Your assignment.
Give back exactly the stretch of data below from the line holding "I like the very" through the line holding "just annoying :P", both ends included, and leave the remaining lines out.

Records for the exercise.
PR #18900, opened 2023-05-17
Removes cark's donator bedsheet from the list of randomizable bedsheet

Moltijoe:
It's a ckey locked donator item, it shouldn't be a random spawn

:cl:  
bugfix: ckey locked bedsheet no longer spawns as a random bedsheet
/:cl:


code/game/objects/structures/bedsheet_bin.dm
ynot01, line 1: avoid infinite loop: get a list of all possible bedsheets (`typesof(/obj/item/bedsheet) - /obj/item/bedsheet/random`), use the `shuffle()` proc to shuffle it, then iterate on that list until you find a randomizable bedsheet (and throw an error if you find none)

ynot01 (changes requested):

code/game/objects/structures/bedsheet_bin.dm
```diff
@@ -280,8 +281,16 @@ LINEN BINS
...
 /obj/item/bedsheet/random/Initialize()
 	..()
-	var/type = pick(typesof(/obj/item/bedsheet) - /obj/item/bedsheet/random)
-	new type(loc)
+	var/list/sheets = list(typesof(/obj/item/bedsheet) - /obj/item/bedsheet/random)
+	sheets = shuffle(sheets)
+	var/obj/item/bedsheet/sheet
+	for(var/i in sheets)
+		sheet = new i(loc)
+		if(sheet.randomizable)
```
ynot01: typecast `i` `as anything` and use `initial(i.randomizable)` and create the bedsheet on the `break` instead of creating and qdeling unneeded sheets

```js
for(var/obj/item/bedsheet/sheet as anything in sheets)
  if(initial(sheet.randomizable)
    break
```

ynot01 (changes requested):

code/game/objects/structures/bedsheet_bin.dm
Moltijoe: huh, didn't realize you could check values of type paths

ynot01 (approved):

ynot01 (approved):

PR #18905, opened 2023-05-17
Reworks hydrogen and tritium fires to actually make sense

SapphicOverload:

Hydrogen and tritium fire burn rate is now dependent on both fuel and oxygen concentration instead of just the fuel amount and a binary "is the oxygen above 50% concentration" check.

This will make single tank bombs unable to reach the bomb cap without adding unnecessary checks or removals.

# Changelog

:cl:  
tweak: hydrogen/tritium fires make sense now, no more making timed singletanks with them
/:cl:

### DIFF
--- a/code/__DEFINES/reactions.dm
+++ b/code/__DEFINES/reactions.dm
@@ -44,15 +44,11 @@
 #define NITRO_BALL_HEAT_SCALE 100000
 
 //tritium reaction
-#define TRITIUM_BURN_OXY_FACTOR				100
 #define TRITIUM_BURN_TRIT_FACTOR			10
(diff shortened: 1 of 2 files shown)


DylonBR:
Cringe

MajManatee:
sarah single handedly making toxins worse and removing fun every day

iamthesilly:
> sarah single handedly making toxins worse and removing fun every day

This will not affect toxins

iamthesilly:
Actually it will affect toxins, you will be able to use an exact 50/50 mix of hydrogen/tritium and oxygen without worrying about it being significantly weaker than 51% oxygen just because it hadn't crossed the oxygenation threshold yet

ToasterBiome (approved):

ShoziOffical:
oh so this is why i couldnt do single tank bomb to explode clockies anymore

PR #10290, opened 2022-12-29
Change: Big UFO disaster targets current location of a random train

LordAro:
## Motivation / Problem
See #10076
Closes #10076

## Description
As suggested, Big UFO now targets the current location of a random train.
Code largely copied from the standard UFO - differs in that it uses the current tile of the train, rather than the index, because we're not actively targeting a train

## Limitations
Limited testing, because disasters are a pain to spawn. Potential feature: Cheat to spawn a disaster.

## Checklist for review

### DIFF
--- a/src/disaster_vehicle.cpp
+++ b/src/disaster_vehicle.cpp
@@ -40,6 +40,7 @@
 #include "sound_func.h"
 #include "effectvehicle_func.h"
 #include "roadveh.h"
+#include "train.h"
 #include "ai/ai.hpp"
 #include "game/game.hpp"
 #include "company_base.h"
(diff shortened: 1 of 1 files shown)


src/disaster_vehicle.cpp
```diff
@@ -578,17 +579,27 @@ static bool DisasterTick_Big_Ufo(DisasterVehicle *v)
...
+
+		if (n == 0) {
+			/* If there are no targetable trains, destroy the UFO. */
+			delete v;
+			return false;
+		}
+
+		n = RandomRange(n); // Choose one of them.
+		for (const Train *t : Train::Iterate()) {
+			/* Find (n+1)-th road vehicle. */
```
stormcone:
```suggestion
			/* Find (n+1)-th train. */
```

LordAro: Can you tell the code was copied?

stormcone: I actually read it in the description. :)

src/disaster_vehicle.cpp
```diff
@@ -578,17 +579,27 @@ static bool DisasterTick_Big_Ufo(DisasterVehicle *v)
 		}
 		v->current_order.SetDestination(1);
 
-		TileIndex tile_org = RandomTile();
-		TileIndex tile = tile_org;
-		do {
-			if (IsPlainRailTile(tile) &&
-					Company::IsHumanID(GetTileOwner(tile))) {
```
glx22, line 585: AIs are not really able to manage Big UFO effects, that's why only human owned tiles were targeted.
I think the new method should also filter out AI owned vehicles.

JGRennison:
On the testing side, you could probably locally cherry pick this: https://github.com/JGRennison/OpenTTD-patches/commit/4cdc253c38fe7378e2e9cf0ff58bf2e4bc0baa68

rubidium42 (dismissed):

nielsmh:
Shouldn't this also test if the train is actually running and not in a depot?
I suppose it's not a real problem, and targeting depots is valid too. (Do trains in depot have their correct tile stored?)

glx22:
Yeah skipping crashed and hidden vehicles (in depot, tunnel) might be a good idea.

rubidium42:
> Yeah skipping crashed and hidden vehicles (in depot, tunnel) might be a good idea.

Though then you also have to do the same for road vehicles, so they are consistent. And then the scope of the change grows significantly.

glx22:
For road vehicle the target is the vehicle itself, it can move while the UFO is coming. Here we just want a tile, and the IsPlainRailTile() check has been removed.

JGRennison:
> > Yeah skipping crashed and hidden vehicles (in depot, tunnel) might be a good idea.
> 
> Though then you also have to do the same for road vehicles, so they are consistent. And then the scope of the change grows significantly.

The various disasters are extremely arbitrary. There isn't some underlying consistency to be exposed and any possible changes to small UFO road vehicles don't have to be done in the same PR.

LordAro:
¯\\\_(ツ)_/¯

glx22 (approved):

PR #10299, opened 2022-12-31
Enable CodeQL code scanning

rubidium42:
## Motivation / Problem

There used to be a website called lgtm.com, but that has been deprecated in favour of this solution.
The goal is to resolve potential code issues before an actual release, and this way it should even be able to do it with pull requests.

## Description

Just followed the manual at https://docs.github.com/en/code-security/code-scanning/automatically-scanning-your-code-for-vulnerabilities-and-errors/setting-up-code-scanning-for-a-repository#setting-up-code-scanning-manually though disabled Javascript testing.

## Limitations

Compiling will be slower, as CodeQL building takes about 45 minutes (MinGW takes about 30 minutes). There are three "configurations" that are supported out of the box:
- default: 50 high security alerts -> https://github.com/rubidium42/OpenTTD/pull/2/checks?check_run_id=10378139264
- security-extended: 83 high security alerts -> https://github.com/rubidium42/OpenTTD/pull/3/checks?check_run_id=10378116897
- security-and-quality: 83 high security alerts, 38 errors, 106 warnings and 3151 notes -> https://github.com/rubidium42/OpenTTD/pull/4/checks?check_run_id=10378214008

Someone needs to go through the errors and warnings first, to either dismiss them or fix them in a separate PR. However, I'm not sure whether people without merge rights will be able to dismiss warnings in their PRs and how that will look.

Furthermore there's a question whether some of the warnings/notes might be too noisy for OpenTTD's coding style. So, the first question would be... which configuration do we want to use?

## Checklist for review

### DIFF
--- a/.github/workflows/codeql.yml
+++ b/.github/workflows/codeql.yml
@@ -1,0 +1,78 @@
+name: CodeQL
+
+on:
+  push:
+    branches:
+    - master
+  pull_request:
+    # The branches below must be a subset of the branches above
+    branches:
+    - master
+
+jobs:
+  analyze:
+    name: Analyze
+    runs-on: ubuntu-latest
+    permissions:
+      actions: read
+      contents: read
+      security-events: write
+
+    steps:
+    - name: Checkout
+      uses: actions/checkout@v3
+
+    - name: Install dependencies
+      run: |
+        echo "::group::Update apt"
+        sudo apt-get update
+        echo "::endgroup::"
+
+        echo "::group::Install dependencies"
+        sudo apt-get install -y --no-install-recommends \
+          liballegro4-dev \
+          libfontconfig-dev \
+          libicu-dev \
+          liblzma-dev \
+          liblzo2-dev \
+          libsdl2-dev \
+          zlib1g-dev \
+          # EOF
+        echo "::endgroup::"
+      env:
+        DEBIAN_FRONTEND: noninteractive
+
+    - name: Set number of make jobs
+      run: |
+        echo "MAKEFLAGS=-j$(nproc)" >> $GITHUB_ENV
+
+    - name: Initialize CodeQL
+      uses: github/codeql-action/init@v2
+      with:
+        languages: cpp
+        config-file: ./.github/codeql/codeql-config.yml
+
+    - name: Autobuild
+      uses: github/codeql-action/autobuild@v2
+
+    - name: Perform CodeQL Analysis
+      uses: github/codeql-action/analyze@v2
+      with:
+        category: /language:cpp
+        upload: False
+        output: sarif-results
+
+    - name: Filter out table & generated code
+      uses: advanced-security/filter-sarif@v1
+      with:
+        patterns: |
+          +**/*.*
+          -**/table/*.*
+          -**/generated/**/*.*
+        input: sarif-results/cpp.sarif
+        output: sarif-results/cpp.sarif
+
+    - name: Upload results
+      uses: github/codeql-action/upload-sarif@v2
+      with:
+        sarif_file: sarif-results/cpp.sarif
--- a/.github/codeql/codeql-config.yml
+++ b/.github/codeql/codeql-config.yml
@@ -1,0 +1,10 @@
+name: openttd
+queries:
+- uses: security-and-quality
+query-filters:
+- exclude:
+    id:
+    # Only feasible way is to move away from fopen; fopen_s is optional C11 and not implemented on most platforms.
+    - cpp/world-writable-file-creation
+    # Basically OpenTTD's coding style for adding things like ..._INVALID to enumerations
+    - cpp/irregular-enum-init


glx22:
I quickly checked the default report. In theory the issues are valid, but I think they are highly improbable in our usage.

.github/workflows/codeql.yml
```diff
@@ -0,0 +1,91 @@
+# For most projects, this workflow file will not need changing; you simply need
```
TrueBrain: Please take a look at other workflows to match the style a bit more. I made some comments here to give a direction to what I mean :)

.github/workflows/codeql.yml
```diff
@@ -0,0 +1,91 @@
...
+# to commit it to your repository.
+#
+# You may wish to alter this file to override the set of languages analyzed,
+# or to provide custom queries or build logic.
+#
```
TrueBrain: Please remove all these comments; it doesn't add value after the initial run through it

.github/workflows/codeql.yml
```diff
@@ -0,0 +1,91 @@
...
+name: "CodeQL"
```
TrueBrain: No need for the quotes :)

.github/workflows/codeql.yml
```diff
@@ -0,0 +1,91 @@
...
+
+on:
+  push:
+    branches: [ "master" ]
```
TrueBrain:
```
on:
  push:
    branches:
    - master
```

The silly inline list syntax of YAML is only annoying to read :)

.github/workflows/codeql.yml
```diff
@@ -0,0 +1,91 @@
...
+  pull_request:
+    # The branches below must be a subset of the branches above
+    branches: [ "master" ]
+  schedule:
+    - cron: '19 2 * * 4'
```
TrueBrain: please drop two spaces from this line:

```
  schedule:
  - cron: ..
```

.github/workflows/codeql.yml
```diff
@@ -0,0 +1,91 @@
...
+      security-events: write
+
+    strategy:
+      fail-fast: false
+      matrix:
+        language: [ 'cpp' ]
+        # CodeQL supports [ 'cpp', 'csharp', 'go', 'java', 'javascript', 'python', 'ruby' ]
+        # Use only 'java' to analyze code written in Java, Kotlin or both
+        # Use only 'javascript' to analyze code written in JavaScript, TypeScript or both
+        # Learn more about CodeQL language support at https://aka.ms/codeql-docs/language-support
```
TrueBrain: There is no need for a strategy here, as we only run a single entry. You can just replace `${{ matrix.language }}` with `cpp`, and we are good :)

.github/workflows/codeql.yml
```diff
@@ -0,0 +1,91 @@
...
+
+    steps:
+    - name: Checkout repository
```
TrueBrain: We call this `- name: Checkout` in all other workflows. Just to keep things more the same.

TrueBrain (commented):
I like the very verbose one. Especially as only errors and above are reported in the PR itself, but if you want, you can see what else CodeQL discovered. There are some pretty decent finds in there. And it doesn't actually cost anything extra to run them.

I also think we should enable this for all PRs. Although it takes even longer to finish up a PR, it might prevent silly mistakes and if people take care of the notes, improve the quality of our codebase.

We of course have done this mostly on the background over the years, either with coverity or with lgtm, but I think it is time to drag it to the foreground, especially with how well it integrated with GitHub.

For example, if we dismiss an alart because we consider it not relevant for us, it will remain in that state till we tell it otherwise. From the same interface as the one we use to make PRs. So that is nice.

TrueBrain:
The main thing that is a bit annoying, that it also finds "problems" in the generated code. Mostly "unused variable" and "unused function". These make up most of the notes CodeQL generates. Ideally, CodeQL wouldn't report those.

But looking at the manual, what they say: if you don't want reports on files, don't compile them (with a custom build step). The problem for us: they are all header files, and we cannot not compile them. So I am not actually sure how we could ignore them.

`path-ignore` wouldn't work, as that doesn't work for a compiled language. So that is a bit of a mystery to me. But we could also just mass-close them, as they are clearly marked as "generated", and forgot about them. So it is not a real biggy .. just annoying :P

---

The other thing I noticed, that CodeQL creates a release build. And this is most likely why it is also taking so much more time. If we would use a custom build step, maybe we could reduce the build-time by using a debug build. Not sure if it actually matters, but just something I spotted.

LordAro:
a release build also uses LTO, which may (or may not) allow CodeQL to find more issues?

TrueBrain:
> a release build also uses LTO, which may (or may not) allow CodeQL to find more issues?

That seems not to be the case. It intercepts the compiler-call to know what files to analyze .. and that is about it.

Some other ideas to speed up the build:

- https://github.com/github/codeql/discussions/11260#discussioncomment-4140432
  (read: builds run on a single core, instead of using both cores available on the GitHub Actions runners)
- As it intercepts calls to gcc, but doesn't actually care about the result, I wonder if we could symlink `c++` to a dummy script, just to CodeQL sees the call. That might speed things up too. Just a bit hackish.

If the first suggestion already makes CodeQL faster than msys2, nobody cares anymore how long it actually takes. So maybe that is the best option here :)

rubidium42:
> Please take a look at other workflows to match the style a bit more. I made some comments here to give a direction to what I mean :)

I hope I made the right changes. I left some comments alone as they might be important (later?).


>     * [Is there any way to tell a github workflow's autobuilder to use parallel make? github/codeql#11260 (comment)](https://github.com/github/codeql/discussions/11260#discussioncomment-4140432)
>       (read: builds run on a single core, instead of using both cores available on the GitHub Actions runners)

This already chops 10-15 minutes from the run time. In this particular case 33 minutes for the code scanning and 29 for the slowest msys2, however that finished after the code scanning. Where about 50% of the time is spent in the build and 50% of the time is spent in the analyse phases.


>     * As it intercepts calls to gcc, but doesn't actually care about the result, I wonder if we could symlink `c++` to a dummy script, just to CodeQL sees the call. That might speed things up too. Just a bit hackish.

That might be extremely hackish, as strgen and friends probably need to run to get the valid automatically generated files needed for a normal compile. That seems way too hackish to me.

rubidium42:
> But looking at the manual, what they say: if you don't want reports on files, don't compile them (with a custom build step). The problem for us: they are all header files, and we cannot not compile them. So I am not actually sure how we could ignore them.

Adding `autofilter:true` to the filter when you go through a listing already seems to remove most of the generated code, leaving about 1000 errors/notes, instead of 3000. So that at least helps when going manually through the list.

.github/workflows/codeql.yml
```diff
@@ -0,0 +1,64 @@
...
+on:
+  push:
+    branches:
+    - master
+  pull_request:
+    # The branches below must be a subset of the branches above
+    branches:
+    - master
+  schedule:
+  - cron: '19 2 * * 4'
```
glx22: push and pull_request triggers should be enough, I don't think it needs a schedule trigger

rubidium42:
I wonder how we can disable certain checks. I tried the following, but that failed and I have no idea how to figure out why.
```
    - name: Initialize CodeQL
      uses: github/codeql-action/init@v2
      with:
        languages: cpp
        queries: security-and-quality
        query-filters:
        - exclude:
          id: cpp/world-writable-file-creation

```

TrueBrain:
> github/codeql-action/ini

The `with` statement is rather limited, and I think this is the reason CodeQL only supports `exclude` by using their configuration file.

https://docs.github.com/en/code-security/code-scanning/automatically-scanning-your-code-for-vulnerabilities-and-errors/configuring-code-scanning#excluding-specific-queries-from-analysis

Basically, create `./.github/codeql/codeql-config.yml` and put in it:
```
query-filters:
- exclude:
  id: cpp/world-writable-file-creation
```

Now call the `init` step with:

```
    - name: Initialize CodeQL
      uses: github/codeql-action/init@v2
      with:
        languages: cpp
        queries: security-and-quality
        config-file: ./.github/codeql/codeql-config.yml
```

Didn't actually test it, but knowing their excellent manuals, that should do the trick :)

rubidium42:
> Didn't actually test it, but knowing their excellent manuals, that should do the trick :)

There's one little tidbit that made it really hard to figure out what was going wrong when building with this. The `id` after `exclude:` must be indented more, otherwise you'll get an error message which Google doesn't know yet. So, `id` may not be at the same level as `exclude`.
The error message was "Query filter must have exactly one key".

I also added some extra filtering that should remove all warnings from tables and generated. However, writing this I wonder whether that might have been a bit too blunt and that we should only filter out specific warnings/notes from tables and generated instead.

TrueBrain:
Sorry, that was my bad ... poor copy/paste from their manual :(

I think skipping the generated code in general is fine honestly, especially for now :)

TrueBrain (approved):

Solution to the problem.
I like the very verbose one. Especially as only errors and above are reported in the PR itself, but if you want, you can see what else CodeQL discovered. There are some pretty decent finds in there. And it doesn't actually cost anything extra to run them.

I also think we should enable this for all PRs. Although it takes even longer to finish up a PR, it might prevent silly mistakes and if people take care of the notes, improve the quality of our codebase.

We of course have done this mostly on the background over the years, either with coverity or with lgtm, but I think it is time to drag it to the foreground, especially with how well it integrated with GitHub.

For example, if we dismiss an alart because we consider it not relevant for us, it will remain in that state till we tell it otherwise. From the same interface as the one we use to make PRs. So that is nice.

TrueBrain:
The main thing that is a bit annoying, that it also finds "problems" in the generated code. Mostly "unused variable" and "unused function". These make up most of the notes CodeQL generates. Ideally, CodeQL wouldn't report those.

But looking at the manual, what they say: if you don't want reports on files, don't compile them (with a custom build step). The problem for us: they are all header files, and we cannot not compile them. So I am not actually sure how we could ignore them.

`path-ignore` wouldn't work, as that doesn't work for a compiled language. So that is a bit of a mystery to me. But we could also just mass-close them, as they are clearly marked as "generated", and forgot about them. So it is not a real biggy .. just annoying :P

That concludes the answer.